TASK TO CARRY OUT: Please print only the top portion of the entries below, ending with the line that contains "Some doc updates", exactly as written.

Saved entries:
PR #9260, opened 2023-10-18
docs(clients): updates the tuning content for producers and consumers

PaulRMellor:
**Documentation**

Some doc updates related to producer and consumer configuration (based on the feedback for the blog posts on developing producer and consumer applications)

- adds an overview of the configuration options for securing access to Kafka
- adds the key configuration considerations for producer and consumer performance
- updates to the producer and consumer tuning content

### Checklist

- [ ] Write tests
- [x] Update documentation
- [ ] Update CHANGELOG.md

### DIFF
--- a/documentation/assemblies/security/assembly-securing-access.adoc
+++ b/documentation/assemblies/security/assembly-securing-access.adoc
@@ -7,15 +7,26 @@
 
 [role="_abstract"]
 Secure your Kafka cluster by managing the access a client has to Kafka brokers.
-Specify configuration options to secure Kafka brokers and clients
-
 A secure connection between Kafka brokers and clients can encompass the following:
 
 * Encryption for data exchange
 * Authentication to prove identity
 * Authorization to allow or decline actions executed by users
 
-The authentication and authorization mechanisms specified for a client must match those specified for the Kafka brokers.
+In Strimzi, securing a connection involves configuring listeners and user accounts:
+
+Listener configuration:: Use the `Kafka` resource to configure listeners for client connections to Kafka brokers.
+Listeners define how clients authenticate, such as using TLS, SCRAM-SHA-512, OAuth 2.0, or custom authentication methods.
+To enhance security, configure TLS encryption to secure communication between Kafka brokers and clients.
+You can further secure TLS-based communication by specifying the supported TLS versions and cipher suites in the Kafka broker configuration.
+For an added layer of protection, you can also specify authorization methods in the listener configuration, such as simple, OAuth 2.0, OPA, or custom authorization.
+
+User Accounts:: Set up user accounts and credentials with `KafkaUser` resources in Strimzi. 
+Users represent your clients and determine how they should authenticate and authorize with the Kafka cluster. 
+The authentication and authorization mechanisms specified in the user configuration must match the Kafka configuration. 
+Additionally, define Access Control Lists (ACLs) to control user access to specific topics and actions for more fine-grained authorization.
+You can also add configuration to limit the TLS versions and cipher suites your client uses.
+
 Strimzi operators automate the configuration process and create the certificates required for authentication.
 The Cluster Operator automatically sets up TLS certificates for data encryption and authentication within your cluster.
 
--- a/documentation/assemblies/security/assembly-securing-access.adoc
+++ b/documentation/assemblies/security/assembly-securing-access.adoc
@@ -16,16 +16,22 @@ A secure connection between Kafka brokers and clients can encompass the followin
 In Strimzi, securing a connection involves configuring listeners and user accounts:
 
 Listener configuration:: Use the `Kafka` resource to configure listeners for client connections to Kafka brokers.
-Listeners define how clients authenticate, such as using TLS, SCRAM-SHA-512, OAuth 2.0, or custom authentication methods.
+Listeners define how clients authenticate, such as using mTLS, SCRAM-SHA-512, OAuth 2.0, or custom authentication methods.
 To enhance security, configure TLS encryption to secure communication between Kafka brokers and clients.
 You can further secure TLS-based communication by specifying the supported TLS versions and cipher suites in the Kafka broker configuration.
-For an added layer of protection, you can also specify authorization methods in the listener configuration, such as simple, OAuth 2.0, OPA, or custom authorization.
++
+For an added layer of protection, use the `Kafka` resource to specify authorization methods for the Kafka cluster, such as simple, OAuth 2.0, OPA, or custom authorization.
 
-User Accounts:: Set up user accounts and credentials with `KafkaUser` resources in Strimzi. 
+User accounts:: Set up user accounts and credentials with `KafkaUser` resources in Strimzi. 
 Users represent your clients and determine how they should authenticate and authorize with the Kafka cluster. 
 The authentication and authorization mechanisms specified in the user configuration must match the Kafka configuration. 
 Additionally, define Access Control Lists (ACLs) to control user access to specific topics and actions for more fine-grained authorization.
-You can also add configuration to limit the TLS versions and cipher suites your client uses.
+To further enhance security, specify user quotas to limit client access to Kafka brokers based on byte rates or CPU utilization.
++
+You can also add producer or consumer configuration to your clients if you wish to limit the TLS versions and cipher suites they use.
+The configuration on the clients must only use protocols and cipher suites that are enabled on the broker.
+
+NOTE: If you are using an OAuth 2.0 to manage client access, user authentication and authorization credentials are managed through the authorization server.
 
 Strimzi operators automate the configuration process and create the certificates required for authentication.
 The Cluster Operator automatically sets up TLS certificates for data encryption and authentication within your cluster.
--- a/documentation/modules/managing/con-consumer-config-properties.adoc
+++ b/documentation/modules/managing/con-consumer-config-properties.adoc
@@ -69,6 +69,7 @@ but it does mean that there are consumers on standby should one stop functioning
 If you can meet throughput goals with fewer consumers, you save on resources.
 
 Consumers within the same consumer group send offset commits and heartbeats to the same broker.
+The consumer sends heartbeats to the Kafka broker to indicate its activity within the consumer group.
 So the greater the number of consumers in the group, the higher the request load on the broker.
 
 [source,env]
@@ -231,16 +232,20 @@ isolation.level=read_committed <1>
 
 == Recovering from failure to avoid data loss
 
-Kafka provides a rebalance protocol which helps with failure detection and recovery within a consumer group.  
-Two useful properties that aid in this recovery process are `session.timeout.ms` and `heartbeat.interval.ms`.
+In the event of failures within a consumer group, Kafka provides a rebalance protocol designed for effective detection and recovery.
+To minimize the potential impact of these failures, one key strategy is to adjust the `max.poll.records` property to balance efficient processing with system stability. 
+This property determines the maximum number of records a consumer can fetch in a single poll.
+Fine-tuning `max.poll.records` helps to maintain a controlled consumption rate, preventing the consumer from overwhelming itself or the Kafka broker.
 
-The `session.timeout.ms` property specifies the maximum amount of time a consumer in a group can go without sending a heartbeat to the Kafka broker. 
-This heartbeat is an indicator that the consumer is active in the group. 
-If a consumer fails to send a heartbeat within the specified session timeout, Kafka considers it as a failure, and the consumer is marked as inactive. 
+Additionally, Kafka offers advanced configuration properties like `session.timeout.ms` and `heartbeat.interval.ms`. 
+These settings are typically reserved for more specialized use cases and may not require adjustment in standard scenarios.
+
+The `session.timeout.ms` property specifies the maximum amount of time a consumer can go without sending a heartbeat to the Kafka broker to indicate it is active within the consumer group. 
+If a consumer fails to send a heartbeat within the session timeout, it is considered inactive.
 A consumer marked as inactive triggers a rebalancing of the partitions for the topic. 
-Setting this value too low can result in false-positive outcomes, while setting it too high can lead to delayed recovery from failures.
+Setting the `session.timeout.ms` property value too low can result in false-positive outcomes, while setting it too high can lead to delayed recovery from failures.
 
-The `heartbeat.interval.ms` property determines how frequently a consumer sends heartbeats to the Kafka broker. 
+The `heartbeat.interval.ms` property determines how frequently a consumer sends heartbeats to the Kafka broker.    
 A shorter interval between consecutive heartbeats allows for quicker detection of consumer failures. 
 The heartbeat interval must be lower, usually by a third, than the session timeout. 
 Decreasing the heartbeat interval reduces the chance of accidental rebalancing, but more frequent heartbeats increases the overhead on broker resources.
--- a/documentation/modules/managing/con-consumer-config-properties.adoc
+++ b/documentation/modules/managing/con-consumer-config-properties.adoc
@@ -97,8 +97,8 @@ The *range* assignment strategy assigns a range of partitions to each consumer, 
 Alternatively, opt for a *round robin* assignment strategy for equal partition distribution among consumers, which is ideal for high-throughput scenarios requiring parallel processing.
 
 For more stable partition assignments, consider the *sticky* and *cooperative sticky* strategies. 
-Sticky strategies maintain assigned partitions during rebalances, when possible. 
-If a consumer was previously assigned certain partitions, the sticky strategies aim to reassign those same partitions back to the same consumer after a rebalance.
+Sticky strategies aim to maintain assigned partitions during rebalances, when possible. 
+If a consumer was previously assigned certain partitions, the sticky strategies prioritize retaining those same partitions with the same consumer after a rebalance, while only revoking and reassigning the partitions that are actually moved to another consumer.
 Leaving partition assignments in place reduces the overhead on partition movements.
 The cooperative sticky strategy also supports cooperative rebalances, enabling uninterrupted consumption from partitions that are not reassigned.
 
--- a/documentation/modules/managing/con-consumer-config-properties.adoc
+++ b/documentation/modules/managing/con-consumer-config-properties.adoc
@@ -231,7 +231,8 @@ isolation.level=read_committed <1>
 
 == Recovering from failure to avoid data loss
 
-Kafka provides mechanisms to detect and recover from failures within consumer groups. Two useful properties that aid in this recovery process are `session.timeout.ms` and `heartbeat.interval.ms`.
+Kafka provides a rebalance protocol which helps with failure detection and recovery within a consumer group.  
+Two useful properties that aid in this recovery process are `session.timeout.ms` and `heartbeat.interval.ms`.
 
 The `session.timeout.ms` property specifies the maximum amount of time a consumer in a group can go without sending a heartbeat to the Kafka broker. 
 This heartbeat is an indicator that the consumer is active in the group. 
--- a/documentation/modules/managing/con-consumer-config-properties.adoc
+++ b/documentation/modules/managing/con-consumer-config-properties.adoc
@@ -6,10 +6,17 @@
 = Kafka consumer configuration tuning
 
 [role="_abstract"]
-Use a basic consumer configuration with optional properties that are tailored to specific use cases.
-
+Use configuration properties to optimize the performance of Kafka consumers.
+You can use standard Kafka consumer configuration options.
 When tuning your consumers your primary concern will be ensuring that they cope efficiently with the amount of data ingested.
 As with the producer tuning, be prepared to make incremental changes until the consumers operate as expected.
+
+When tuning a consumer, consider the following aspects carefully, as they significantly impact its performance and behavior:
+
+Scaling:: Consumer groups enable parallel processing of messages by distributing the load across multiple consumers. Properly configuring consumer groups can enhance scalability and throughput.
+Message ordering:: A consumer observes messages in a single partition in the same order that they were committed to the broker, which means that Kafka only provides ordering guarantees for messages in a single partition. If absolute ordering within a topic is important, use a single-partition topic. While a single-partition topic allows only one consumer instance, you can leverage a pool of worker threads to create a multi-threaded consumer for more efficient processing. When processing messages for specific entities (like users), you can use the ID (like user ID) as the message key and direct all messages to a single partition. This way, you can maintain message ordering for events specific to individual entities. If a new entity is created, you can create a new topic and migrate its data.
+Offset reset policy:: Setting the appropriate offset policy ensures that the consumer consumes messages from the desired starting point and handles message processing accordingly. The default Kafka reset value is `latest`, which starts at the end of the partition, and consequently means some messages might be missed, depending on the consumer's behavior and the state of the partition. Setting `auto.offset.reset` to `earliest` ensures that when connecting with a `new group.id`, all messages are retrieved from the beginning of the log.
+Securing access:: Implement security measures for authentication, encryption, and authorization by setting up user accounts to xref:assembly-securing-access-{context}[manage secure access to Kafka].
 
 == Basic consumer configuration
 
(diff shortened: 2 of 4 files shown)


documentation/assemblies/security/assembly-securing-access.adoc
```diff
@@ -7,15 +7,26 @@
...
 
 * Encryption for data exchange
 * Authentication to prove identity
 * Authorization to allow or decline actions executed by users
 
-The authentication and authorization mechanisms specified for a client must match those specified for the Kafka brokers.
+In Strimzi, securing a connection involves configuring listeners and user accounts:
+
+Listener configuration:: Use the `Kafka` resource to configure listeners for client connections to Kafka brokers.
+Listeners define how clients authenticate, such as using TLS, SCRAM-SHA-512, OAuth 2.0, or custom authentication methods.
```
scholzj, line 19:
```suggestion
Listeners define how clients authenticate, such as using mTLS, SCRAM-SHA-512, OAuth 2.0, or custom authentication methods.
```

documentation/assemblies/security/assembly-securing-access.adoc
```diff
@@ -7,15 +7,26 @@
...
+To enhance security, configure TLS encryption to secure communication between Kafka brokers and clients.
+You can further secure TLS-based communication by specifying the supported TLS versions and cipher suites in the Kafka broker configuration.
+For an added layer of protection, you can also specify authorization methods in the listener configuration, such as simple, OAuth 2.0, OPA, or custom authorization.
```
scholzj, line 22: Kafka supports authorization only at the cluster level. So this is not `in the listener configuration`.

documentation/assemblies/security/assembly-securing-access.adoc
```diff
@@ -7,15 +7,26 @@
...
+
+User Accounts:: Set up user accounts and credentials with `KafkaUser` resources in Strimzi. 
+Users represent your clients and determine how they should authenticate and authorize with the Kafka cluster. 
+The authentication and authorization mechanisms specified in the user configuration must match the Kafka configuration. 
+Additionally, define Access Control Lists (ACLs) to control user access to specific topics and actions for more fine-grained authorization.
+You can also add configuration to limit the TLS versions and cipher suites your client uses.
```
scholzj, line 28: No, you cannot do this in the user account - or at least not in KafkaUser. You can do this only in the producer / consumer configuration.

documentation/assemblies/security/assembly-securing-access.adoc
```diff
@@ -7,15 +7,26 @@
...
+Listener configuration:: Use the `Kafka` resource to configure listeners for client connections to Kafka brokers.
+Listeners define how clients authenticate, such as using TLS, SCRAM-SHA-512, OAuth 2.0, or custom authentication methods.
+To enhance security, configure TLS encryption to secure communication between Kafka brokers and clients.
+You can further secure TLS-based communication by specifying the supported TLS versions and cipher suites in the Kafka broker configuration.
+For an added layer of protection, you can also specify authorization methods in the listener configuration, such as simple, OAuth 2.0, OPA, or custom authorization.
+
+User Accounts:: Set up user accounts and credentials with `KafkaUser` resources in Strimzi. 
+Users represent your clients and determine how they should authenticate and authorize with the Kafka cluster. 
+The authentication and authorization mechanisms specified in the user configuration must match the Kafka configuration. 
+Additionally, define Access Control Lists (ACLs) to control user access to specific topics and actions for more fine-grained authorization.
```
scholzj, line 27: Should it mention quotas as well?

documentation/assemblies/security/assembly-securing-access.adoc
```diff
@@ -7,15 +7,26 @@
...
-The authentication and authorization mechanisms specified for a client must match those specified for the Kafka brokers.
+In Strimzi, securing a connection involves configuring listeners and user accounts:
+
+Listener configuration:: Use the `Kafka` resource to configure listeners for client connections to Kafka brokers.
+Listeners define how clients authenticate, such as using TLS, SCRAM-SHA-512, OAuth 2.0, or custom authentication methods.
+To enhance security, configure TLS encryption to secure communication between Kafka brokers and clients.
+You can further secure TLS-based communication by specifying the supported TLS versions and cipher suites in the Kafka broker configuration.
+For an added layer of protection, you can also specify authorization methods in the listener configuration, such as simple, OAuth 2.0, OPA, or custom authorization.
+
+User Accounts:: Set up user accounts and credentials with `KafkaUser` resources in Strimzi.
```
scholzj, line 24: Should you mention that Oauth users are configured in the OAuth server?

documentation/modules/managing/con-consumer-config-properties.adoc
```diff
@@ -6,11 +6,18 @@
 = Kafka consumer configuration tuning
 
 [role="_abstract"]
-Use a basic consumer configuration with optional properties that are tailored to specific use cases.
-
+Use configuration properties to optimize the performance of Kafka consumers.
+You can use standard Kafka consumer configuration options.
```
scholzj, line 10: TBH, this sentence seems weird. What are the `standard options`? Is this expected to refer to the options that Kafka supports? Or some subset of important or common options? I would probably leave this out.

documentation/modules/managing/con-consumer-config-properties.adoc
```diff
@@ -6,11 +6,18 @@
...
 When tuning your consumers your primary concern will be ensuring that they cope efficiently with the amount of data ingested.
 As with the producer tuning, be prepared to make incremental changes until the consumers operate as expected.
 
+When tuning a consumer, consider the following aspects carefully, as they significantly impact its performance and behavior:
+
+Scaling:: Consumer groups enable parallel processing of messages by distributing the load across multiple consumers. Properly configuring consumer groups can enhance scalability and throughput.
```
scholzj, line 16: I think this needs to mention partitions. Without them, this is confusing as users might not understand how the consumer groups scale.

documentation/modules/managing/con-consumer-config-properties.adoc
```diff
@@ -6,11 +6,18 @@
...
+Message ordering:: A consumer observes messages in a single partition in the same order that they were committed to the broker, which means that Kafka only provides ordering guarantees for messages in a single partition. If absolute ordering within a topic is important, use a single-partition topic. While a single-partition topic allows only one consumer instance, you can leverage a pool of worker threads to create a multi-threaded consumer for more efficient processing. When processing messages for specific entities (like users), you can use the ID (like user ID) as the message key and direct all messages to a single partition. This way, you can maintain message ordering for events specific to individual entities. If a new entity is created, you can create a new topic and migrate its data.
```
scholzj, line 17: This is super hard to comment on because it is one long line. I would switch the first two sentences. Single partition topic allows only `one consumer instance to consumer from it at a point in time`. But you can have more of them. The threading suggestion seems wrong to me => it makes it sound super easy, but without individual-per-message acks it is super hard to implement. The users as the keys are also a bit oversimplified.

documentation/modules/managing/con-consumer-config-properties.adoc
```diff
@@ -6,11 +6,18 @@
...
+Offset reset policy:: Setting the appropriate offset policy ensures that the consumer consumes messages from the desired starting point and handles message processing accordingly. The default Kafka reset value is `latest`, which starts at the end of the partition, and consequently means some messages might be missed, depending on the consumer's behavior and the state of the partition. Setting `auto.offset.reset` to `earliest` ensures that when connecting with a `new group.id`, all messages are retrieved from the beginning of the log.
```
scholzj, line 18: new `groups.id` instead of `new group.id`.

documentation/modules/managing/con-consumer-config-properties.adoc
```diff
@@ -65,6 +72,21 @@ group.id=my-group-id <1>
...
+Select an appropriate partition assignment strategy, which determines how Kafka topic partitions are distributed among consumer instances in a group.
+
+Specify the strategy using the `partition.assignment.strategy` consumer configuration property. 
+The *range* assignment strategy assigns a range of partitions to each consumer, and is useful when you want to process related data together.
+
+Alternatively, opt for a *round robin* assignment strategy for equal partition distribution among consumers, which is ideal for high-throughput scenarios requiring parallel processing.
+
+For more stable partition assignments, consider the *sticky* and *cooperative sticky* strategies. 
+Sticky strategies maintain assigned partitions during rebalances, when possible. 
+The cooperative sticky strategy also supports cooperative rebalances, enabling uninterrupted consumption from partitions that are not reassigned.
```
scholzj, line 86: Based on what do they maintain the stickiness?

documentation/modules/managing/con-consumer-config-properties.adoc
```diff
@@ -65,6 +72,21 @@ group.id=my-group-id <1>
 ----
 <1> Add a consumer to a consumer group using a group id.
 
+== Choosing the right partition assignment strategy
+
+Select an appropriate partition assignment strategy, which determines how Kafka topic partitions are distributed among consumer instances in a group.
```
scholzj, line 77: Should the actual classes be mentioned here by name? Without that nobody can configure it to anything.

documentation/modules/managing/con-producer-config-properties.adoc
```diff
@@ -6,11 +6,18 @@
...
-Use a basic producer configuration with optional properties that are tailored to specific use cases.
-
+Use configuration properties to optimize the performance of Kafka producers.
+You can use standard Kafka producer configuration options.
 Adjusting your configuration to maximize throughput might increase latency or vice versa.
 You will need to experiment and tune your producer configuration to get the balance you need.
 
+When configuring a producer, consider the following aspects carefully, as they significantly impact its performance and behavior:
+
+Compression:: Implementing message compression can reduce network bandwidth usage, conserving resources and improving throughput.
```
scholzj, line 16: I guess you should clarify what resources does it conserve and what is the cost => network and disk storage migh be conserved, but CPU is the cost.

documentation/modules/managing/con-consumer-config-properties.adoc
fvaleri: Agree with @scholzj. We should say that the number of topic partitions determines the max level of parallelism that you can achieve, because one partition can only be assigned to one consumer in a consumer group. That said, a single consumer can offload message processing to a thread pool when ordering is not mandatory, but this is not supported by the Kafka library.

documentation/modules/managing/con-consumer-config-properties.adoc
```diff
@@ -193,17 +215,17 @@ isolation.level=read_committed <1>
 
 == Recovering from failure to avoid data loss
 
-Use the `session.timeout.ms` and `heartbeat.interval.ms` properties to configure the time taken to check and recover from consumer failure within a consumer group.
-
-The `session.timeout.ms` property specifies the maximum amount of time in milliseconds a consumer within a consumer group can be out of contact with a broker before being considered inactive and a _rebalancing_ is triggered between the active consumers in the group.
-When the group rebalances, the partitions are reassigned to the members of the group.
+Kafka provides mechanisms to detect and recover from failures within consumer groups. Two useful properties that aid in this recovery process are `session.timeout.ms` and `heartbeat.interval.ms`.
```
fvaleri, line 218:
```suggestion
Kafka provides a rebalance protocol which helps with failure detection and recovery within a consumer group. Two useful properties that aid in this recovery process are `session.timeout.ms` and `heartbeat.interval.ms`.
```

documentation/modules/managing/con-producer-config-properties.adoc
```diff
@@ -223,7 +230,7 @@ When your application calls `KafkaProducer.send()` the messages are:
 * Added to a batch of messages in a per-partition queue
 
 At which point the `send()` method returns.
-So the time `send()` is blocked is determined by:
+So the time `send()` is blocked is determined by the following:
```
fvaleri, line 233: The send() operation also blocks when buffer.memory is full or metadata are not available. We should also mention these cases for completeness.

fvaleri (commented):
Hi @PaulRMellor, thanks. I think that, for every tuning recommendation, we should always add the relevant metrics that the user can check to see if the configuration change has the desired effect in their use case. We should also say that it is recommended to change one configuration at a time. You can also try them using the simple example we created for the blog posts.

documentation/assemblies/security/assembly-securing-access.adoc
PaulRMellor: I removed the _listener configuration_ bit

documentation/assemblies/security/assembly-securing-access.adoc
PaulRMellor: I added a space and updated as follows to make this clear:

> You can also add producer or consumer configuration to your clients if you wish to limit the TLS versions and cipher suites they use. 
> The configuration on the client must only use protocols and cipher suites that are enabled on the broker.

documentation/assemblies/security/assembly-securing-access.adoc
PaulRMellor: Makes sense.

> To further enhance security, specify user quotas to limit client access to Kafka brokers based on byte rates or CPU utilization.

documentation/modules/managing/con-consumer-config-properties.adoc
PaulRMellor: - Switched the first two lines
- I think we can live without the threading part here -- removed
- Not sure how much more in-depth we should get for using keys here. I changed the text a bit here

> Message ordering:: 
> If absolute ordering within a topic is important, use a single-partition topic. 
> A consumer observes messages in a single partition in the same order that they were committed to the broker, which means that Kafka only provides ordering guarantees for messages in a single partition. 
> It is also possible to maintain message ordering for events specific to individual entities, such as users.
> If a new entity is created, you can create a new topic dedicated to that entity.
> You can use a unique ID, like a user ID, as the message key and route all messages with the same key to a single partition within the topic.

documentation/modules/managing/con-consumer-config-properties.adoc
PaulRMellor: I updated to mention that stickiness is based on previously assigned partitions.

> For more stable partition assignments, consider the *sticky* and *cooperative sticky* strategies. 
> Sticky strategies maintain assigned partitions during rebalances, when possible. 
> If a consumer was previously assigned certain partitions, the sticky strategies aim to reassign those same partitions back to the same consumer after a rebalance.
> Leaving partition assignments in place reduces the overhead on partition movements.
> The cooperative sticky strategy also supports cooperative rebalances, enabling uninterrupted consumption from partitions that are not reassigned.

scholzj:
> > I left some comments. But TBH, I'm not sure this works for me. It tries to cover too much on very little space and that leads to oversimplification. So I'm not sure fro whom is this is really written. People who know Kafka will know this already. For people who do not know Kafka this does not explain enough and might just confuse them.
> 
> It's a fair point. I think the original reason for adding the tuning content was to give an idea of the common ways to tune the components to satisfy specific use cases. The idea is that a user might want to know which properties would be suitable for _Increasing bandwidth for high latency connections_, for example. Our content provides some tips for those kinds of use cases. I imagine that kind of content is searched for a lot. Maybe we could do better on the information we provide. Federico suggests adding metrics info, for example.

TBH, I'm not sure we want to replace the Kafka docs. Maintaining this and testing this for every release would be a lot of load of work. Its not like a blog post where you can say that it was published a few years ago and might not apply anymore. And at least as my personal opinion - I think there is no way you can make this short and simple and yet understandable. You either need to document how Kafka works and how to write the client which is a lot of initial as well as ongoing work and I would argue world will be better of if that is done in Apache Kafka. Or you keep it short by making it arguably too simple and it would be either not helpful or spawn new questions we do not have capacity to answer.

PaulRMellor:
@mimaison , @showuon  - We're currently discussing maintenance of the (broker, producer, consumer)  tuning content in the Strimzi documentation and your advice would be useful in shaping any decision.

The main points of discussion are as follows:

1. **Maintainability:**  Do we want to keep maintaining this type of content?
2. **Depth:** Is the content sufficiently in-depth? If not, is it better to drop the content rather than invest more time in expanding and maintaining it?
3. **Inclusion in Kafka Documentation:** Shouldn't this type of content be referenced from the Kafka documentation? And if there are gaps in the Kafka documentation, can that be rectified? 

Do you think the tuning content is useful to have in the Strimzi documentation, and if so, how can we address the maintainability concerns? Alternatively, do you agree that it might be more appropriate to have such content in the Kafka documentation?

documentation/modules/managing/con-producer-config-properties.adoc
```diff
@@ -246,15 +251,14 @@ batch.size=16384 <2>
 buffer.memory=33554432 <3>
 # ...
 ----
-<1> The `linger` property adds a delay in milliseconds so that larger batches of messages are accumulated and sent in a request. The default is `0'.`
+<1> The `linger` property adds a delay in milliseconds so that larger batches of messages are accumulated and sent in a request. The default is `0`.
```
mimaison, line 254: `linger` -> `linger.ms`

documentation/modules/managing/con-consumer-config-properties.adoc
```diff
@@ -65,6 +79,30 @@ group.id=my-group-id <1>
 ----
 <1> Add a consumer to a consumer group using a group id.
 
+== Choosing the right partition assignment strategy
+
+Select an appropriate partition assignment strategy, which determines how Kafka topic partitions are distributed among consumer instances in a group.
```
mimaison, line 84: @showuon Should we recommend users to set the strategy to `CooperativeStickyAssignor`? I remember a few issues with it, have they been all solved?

COMPLETED EXERCISE:
PR #9260, opened 2023-10-18
docs(clients): updates the tuning content for producers and consumers

PaulRMellor:
**Documentation**

Some doc updates related to producer and consumer configuration (based on the feedback for the blog posts on developing producer and consumer applications)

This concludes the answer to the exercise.